In such situations, pendulum raises an exception. Thats why you should always create aware
datetime objects when time zone support is enabled.
In practice, this is rarely an issue. Airflow gives you aware datetime objects in the models and DAGs, and most often,
new datetime objects are created from existing ones through timedelta arithmetic. The only datetime thats often
created in application code is the current time, and ``timezone.utcnow()`` automatically does the right thing.
Default time zone
'''''''''''''''''
The default time zone is the time zone defined by the ``default_timezone`` setting under ``[core]``. If
you just installed Airflow it will be set to ``utc``, which is recommended. You can also set it to
``system`` or an IANA time zone (e.g.``Europe/Amsterdam``). DAGs are also evaluated on Airflow workers,
it is therefore important to make sure this setting is equal on all Airflow nodes.
.. code-block:: python
[core]
default_timezone = utc
.. note::
For more information on setting the configuration, see :doc:`howto/set-config`
Time zone aware DAGs
--------------------
Creating a time zone aware DAG is quite simple. Just make sure to supply a time zone aware ``start_date``
using ``pendulum``.
.. code-block:: python
import pendulum
local_tz = pendulum.timezone("Europe/Amsterdam")
default_args=dict(
start_date=datetime(2016, 1, 1, tzinfo=local_tz),
owner='airflow'
)
dag = DAG('my_tz_dag', default_args=default_args)
op = DummyOperator(task_id='dummy', dag=dag)
print(dag.timezone) # <Timezone [Europe/Amsterdam]>
Please note that while it is possible to set a ``start_date`` and ``end_date`` for Tasks always the DAG timezone
or global timezone (in that order) will be used to calculate the next execution date.

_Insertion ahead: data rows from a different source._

PR #332, opened 2025-03-18
fix: duplicate user account returns 409 conflict

patriciareinoso:
This PR modifies the Create User account operation to return a 409 Conflict error if the user account already exists instead of a 400 Bad request


gab-arrobo (approved):
+1

PR #341, opened 2025-04-02
chore: enable staticcheck linter in CI

patriciareinoso:
This PR enables `staticcheck` linter in the CI and makes the modifications needed in the code for it to pass:
- Fix variable declarations
- Replace if with switch


gab-arrobo (approved):
+1

PR #347, opened 2025-04-07
chore: improve name validation for gNBs, Network Slices, Device Groups

dariofaccin:
This PR adds the name length validation for gNBs, Network Slices and Device Groups.
The new regular expression (`^[a-zA-Z][a-zA-Z0-9-_]{1,255}$`) limits the length to 256.


configapi/validators.go
```diff
@@ -9,7 +9,7 @@ import (
 )
 
 const (
-	NAME_PATTERN = "^[a-zA-Z][a-zA-Z0-9-_]+$"
+	NAME_PATTERN = "^[a-zA-Z][a-zA-Z0-9-_]{1,255}$"
```
gab-arrobo, line 12: Out of curiosity... is the intention to force the name to be between 2 and 256 characters?

dariofaccin: Currently the name must be at least 2 characters (the first character must be alphabetic `a-zA-Z`; the operator `+` matches between one and unlimited times the following: `a-zA-Z0-9-_`), with no maximum length limit. This PR enforces a maximum length of 256.

gab-arrobo (approved):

Upon first encounter
the start date or end date will be converted to UTC using the timezone associated with start_date or end_date,
then for calculations this timezone information will be disregarded.
Templates
'''''''''
Airflow returns time zone aware datetimes in templates, but does not convert them to local time so they remain in UTC.
It is left up to the DAG to handle this.
.. code-block:: python
import pendulum
local_tz = pendulum.timezone("Europe/Amsterdam")
local_tz.convert(execution_date)
Cron schedules
''''''''''''''
Time zone aware DAGs that use cron schedules respect daylight savings
time. For example, a DAG with a start date in the ``US/Eastern`` time zone
with a schedule of ``0 0 * * *`` will run daily at 04:00 UTC during
daylight savings time and at 05:00 otherwise.
Time deltas
'''''''''''
Time zone aware DAGs that use ``timedelta`` or ``relativedelta`` schedules
respect daylight savings time for the start date but do not adjust for
daylight savings time when scheduling subsequent runs. For example, a
DAG with a start date of ``pendulum.create(2020, 1, 1, tz="US/Eastern")``
and a schedule interval of ``timedelta(days=1)`` will run daily at 05:00
UTC regardless of daylight savings time.